Endogenous formation of Fe-bearing particles and their differentiation from exogenous exposure.

Accurately distinguishing between the endogenous formation and exogenous exposure of Fe-bearing particles (e.g., magnetic Fe particles) within biological organisms is the prerequisite for scientifically evaluating their health risks. However, this remains a challenging task due to lacking the comprehensive understanding of the endogenous formation process of Fe-bearing particles. Here, we report the formation dynamics of Fe-bearing particles under conditions closely resembling actual physiological conditions, and compare the morphological and structural differences between endogenous and exogenous Fe-bearing particles. We find that Fe-bearing particles can indeed form under physiological conditions at 37 °C. In this process, phosphate plays a crucial role in the oxidation and mineralization of iron ions.

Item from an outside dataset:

PR #329, opened 2016-05-12
Do not ignore our handlebars plugins in eslint

xPaw:


YaManicKill:
:+1: Small bug fix, no need for another review. Merging.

Moreover, endogenously formed Fe-bearing particles typically have a diameter of less than 8 nm, and iron is the only metal element present. Therefore, we propose that Fe-bearing particles found in the body with a diameter larger than 8 nm are mainly derived from exogenous exposure. For Fe-bearing particles smaller than 8 nm, it is necessary to combine associated elements and crystal structure characteristics to distinguish between endogenous and exogenous sources. This study provides direct evidence from endogenous metabolism for tracing Fe-bearing particles, especially magnetic iron particles, within the human body.